Task item
A complete and exact copy of the entries below is the expected result.
#####
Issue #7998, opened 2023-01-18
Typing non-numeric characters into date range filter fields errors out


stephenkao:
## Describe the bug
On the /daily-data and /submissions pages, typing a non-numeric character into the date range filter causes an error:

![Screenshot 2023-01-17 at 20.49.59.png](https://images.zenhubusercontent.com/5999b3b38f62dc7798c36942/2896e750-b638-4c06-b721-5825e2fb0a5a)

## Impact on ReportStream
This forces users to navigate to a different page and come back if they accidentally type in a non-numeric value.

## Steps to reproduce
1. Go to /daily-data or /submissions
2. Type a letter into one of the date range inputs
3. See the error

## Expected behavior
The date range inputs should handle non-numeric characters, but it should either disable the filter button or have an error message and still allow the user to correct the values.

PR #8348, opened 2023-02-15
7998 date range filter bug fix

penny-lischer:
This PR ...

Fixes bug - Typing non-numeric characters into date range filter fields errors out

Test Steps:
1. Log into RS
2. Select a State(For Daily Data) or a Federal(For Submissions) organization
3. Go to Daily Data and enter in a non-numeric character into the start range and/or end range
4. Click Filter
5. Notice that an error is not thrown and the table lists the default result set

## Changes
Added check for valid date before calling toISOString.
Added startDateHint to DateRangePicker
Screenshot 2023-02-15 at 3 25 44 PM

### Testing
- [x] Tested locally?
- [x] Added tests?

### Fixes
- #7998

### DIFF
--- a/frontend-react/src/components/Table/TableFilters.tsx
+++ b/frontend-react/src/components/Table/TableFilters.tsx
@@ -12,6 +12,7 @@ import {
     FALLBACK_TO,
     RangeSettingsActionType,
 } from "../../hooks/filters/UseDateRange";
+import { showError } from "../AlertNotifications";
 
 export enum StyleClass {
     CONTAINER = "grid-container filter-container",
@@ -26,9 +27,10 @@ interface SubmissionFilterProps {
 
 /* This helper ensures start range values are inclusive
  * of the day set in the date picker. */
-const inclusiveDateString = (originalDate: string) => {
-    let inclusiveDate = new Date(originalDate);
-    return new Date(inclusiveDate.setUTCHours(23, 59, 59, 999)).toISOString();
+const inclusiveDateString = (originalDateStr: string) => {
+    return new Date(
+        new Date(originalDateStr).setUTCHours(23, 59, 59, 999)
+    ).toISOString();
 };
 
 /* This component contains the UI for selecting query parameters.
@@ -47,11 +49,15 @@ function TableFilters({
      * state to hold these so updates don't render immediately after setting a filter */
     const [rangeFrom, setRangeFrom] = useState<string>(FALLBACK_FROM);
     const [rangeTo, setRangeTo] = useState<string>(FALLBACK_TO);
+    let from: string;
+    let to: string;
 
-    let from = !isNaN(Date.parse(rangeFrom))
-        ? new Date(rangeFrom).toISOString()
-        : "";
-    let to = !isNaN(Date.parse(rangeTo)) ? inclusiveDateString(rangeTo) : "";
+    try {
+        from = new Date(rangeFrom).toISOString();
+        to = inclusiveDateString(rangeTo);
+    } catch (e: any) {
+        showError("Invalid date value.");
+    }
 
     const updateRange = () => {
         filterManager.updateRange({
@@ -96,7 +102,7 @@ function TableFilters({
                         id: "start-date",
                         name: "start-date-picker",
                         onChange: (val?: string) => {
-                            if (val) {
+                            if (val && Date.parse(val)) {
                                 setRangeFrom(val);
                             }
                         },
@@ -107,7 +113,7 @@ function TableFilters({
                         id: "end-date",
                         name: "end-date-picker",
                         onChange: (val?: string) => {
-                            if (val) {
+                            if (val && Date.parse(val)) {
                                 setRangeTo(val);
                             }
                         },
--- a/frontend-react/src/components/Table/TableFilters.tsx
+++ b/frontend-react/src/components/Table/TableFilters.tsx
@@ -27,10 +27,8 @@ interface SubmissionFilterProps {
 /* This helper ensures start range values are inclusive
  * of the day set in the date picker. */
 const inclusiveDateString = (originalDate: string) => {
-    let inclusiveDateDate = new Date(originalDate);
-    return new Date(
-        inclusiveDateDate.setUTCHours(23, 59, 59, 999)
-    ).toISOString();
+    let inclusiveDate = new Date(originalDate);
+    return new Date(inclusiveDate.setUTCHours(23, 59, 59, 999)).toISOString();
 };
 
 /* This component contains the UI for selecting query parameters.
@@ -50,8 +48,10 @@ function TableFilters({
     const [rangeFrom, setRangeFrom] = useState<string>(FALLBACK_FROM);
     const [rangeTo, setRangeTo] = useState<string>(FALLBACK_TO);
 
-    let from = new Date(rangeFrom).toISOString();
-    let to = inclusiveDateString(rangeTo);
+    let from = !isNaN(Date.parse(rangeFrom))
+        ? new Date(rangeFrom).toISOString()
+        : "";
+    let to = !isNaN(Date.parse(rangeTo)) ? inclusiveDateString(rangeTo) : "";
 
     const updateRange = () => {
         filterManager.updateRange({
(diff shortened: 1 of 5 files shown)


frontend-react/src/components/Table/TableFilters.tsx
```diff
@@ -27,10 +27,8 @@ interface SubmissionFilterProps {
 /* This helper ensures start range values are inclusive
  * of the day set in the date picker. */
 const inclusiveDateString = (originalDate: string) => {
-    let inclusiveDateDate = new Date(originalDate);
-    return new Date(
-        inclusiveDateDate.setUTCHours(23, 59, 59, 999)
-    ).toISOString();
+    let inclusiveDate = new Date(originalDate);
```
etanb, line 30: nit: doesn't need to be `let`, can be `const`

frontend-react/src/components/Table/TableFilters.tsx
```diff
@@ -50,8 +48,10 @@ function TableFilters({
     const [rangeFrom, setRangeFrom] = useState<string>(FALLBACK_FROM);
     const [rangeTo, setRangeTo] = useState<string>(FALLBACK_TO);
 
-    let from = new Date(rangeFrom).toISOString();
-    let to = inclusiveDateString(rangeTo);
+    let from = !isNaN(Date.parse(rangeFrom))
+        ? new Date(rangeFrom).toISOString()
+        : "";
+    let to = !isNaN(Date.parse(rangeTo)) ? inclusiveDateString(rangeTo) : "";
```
#####
Solution
Issue #7998, opened 2023-01-18
Typing non-numeric characters into date range filter fields errors out


stephenkao:
## Describe the bug
On the /daily-data and /submissions pages, typing a non-numeric character into the date range filter causes an error:

![Screenshot 2023-01-17 at 20.49.59.png](https://images.zenhubusercontent.com/5999b3b38f62dc7798c36942/2896e750-b638-4c06-b721-5825e2fb0a5a)

## Impact on ReportStream
This forces users to navigate to a different page and come back if they accidentally type in a non-numeric value.

## Steps to reproduce
1. Go to /daily-data or /submissions
2. Type a letter into one of the date range inputs
3. See the error

## Expected behavior
The date range inputs should handle non-numeric characters, but it should either disable the filter button or have an error message and still allow the user to correct the values.

PR #8348, opened 2023-02-15
7998 date range filter bug fix

penny-lischer:
This PR ...

Fixes bug - Typing non-numeric characters into date range filter fields errors out

Test Steps:
1. Log into RS
2. Select a State(For Daily Data) or a Federal(For Submissions) organization
3. Go to Daily Data and enter in a non-numeric character into the start range and/or end range
4. Click Filter
5. Notice that an error is not thrown and the table lists the default result set

## Changes
Added check for valid date before calling toISOString.
Added startDateHint to DateRangePicker
Screenshot 2023-02-15 at 3 25 44 PM

### Testing
- [x] Tested locally?
- [x] Added tests?

### Fixes
- #7998

### DIFF
--- a/frontend-react/src/components/Table/TableFilters.tsx
+++ b/frontend-react/src/components/Table/TableFilters.tsx
@@ -12,6 +12,7 @@ import {
     FALLBACK_TO,
     RangeSettingsActionType,
 } from "../../hooks/filters/UseDateRange";
+import { showError } from "../AlertNotifications";
 
 export enum StyleClass {
     CONTAINER = "grid-container filter-container",
@@ -26,9 +27,10 @@ interface SubmissionFilterProps {
 
 /* This helper ensures start range values are inclusive
  * of the day set in the date picker. */
-const inclusiveDateString = (originalDate: string) => {
-    let inclusiveDate = new Date(originalDate);
-    return new Date(inclusiveDate.setUTCHours(23, 59, 59, 999)).toISOString();
+const inclusiveDateString = (originalDateStr: string) => {
+    return new Date(
+        new Date(originalDateStr).setUTCHours(23, 59, 59, 999)
+    ).toISOString();
 };
 
 /* This component contains the UI for selecting query parameters.
@@ -47,11 +49,15 @@ function TableFilters({
      * state to hold these so updates don't render immediately after setting a filter */
     const [rangeFrom, setRangeFrom] = useState<string>(FALLBACK_FROM);
     const [rangeTo, setRangeTo] = useState<string>(FALLBACK_TO);
+    let from: string;
+    let to: string;
 
-    let from = !isNaN(Date.parse(rangeFrom))
-        ? new Date(rangeFrom).toISOString()
-        : "";
-    let to = !isNaN(Date.parse(rangeTo)) ? inclusiveDateString(rangeTo) : "";
+    try {
+        from = new Date(rangeFrom).toISOString();
+        to = inclusiveDateString(rangeTo);
+    } catch (e: any) {
+        showError("Invalid date value.");
+    }
 
     const updateRange = () => {
         filterManager.updateRange({
@@ -96,7 +102,7 @@ function TableFilters({
                         id: "start-date",
                         name: "start-date-picker",
                         onChange: (val?: string) => {
-                            if (val) {
+                            if (val && Date.parse(val)) {
                                 setRangeFrom(val);
                             }
                         },
@@ -107,7 +113,7 @@ function TableFilters({
                         id: "end-date",
                         name: "end-date-picker",
                         onChange: (val?: string) => {
-                            if (val) {
+                            if (val && Date.parse(val)) {
                                 setRangeTo(val);
                             }
                         },
--- a/frontend-react/src/components/Table/TableFilters.tsx
+++ b/frontend-react/src/components/Table/TableFilters.tsx
@@ -27,10 +27,8 @@ interface SubmissionFilterProps {
 /* This helper ensures start range values are inclusive
  * of the day set in the date picker. */
 const inclusiveDateString = (originalDate: string) => {
-    let inclusiveDateDate = new Date(originalDate);
-    return new Date(
-        inclusiveDateDate.setUTCHours(23, 59, 59, 999)
-    ).toISOString();
+    let inclusiveDate = new Date(originalDate);
+    return new Date(inclusiveDate.setUTCHours(23, 59, 59, 999)).toISOString();
 };
 
 /* This component contains the UI for selecting query parameters.
@@ -50,8 +48,10 @@ function TableFilters({
     const [rangeFrom, setRangeFrom] = useState<string>(FALLBACK_FROM);
     const [rangeTo, setRangeTo] = useState<string>(FALLBACK_TO);
 
-    let from = new Date(rangeFrom).toISOString();
-    let to = inclusiveDateString(rangeTo);
+    let from = !isNaN(Date.parse(rangeFrom))
+        ? new Date(rangeFrom).toISOString()
+        : "";
+    let to = !isNaN(Date.parse(rangeTo)) ? inclusiveDateString(rangeTo) : "";
 
     const updateRange = () => {
         filterManager.updateRange({
(diff shortened: 1 of 5 files shown)


frontend-react/src/components/Table/TableFilters.tsx
```diff
@@ -27,10 +27,8 @@ interface SubmissionFilterProps {
 /* This helper ensures start range values are inclusive
  * of the day set in the date picker. */
 const inclusiveDateString = (originalDate: string) => {
-    let inclusiveDateDate = new Date(originalDate);
-    return new Date(
-        inclusiveDateDate.setUTCHours(23, 59, 59, 999)
-    ).toISOString();
+    let inclusiveDate = new Date(originalDate);
```
etanb, line 30: nit: doesn't need to be `let`, can be `const`

frontend-react/src/components/Table/TableFilters.tsx
```diff
@@ -50,8 +48,10 @@ function TableFilters({
     const [rangeFrom, setRangeFrom] = useState<string>(FALLBACK_FROM);
     const [rangeTo, setRangeTo] = useState<string>(FALLBACK_TO);
 
-    let from = new Date(rangeFrom).toISOString();
-    let to = inclusiveDateString(rangeTo);
+    let from = !isNaN(Date.parse(rangeFrom))
+        ? new Date(rangeFrom).toISOString()
+        : "";
+    let to = !isNaN(Date.parse(rangeTo)) ? inclusiveDateString(rangeTo) : "";
```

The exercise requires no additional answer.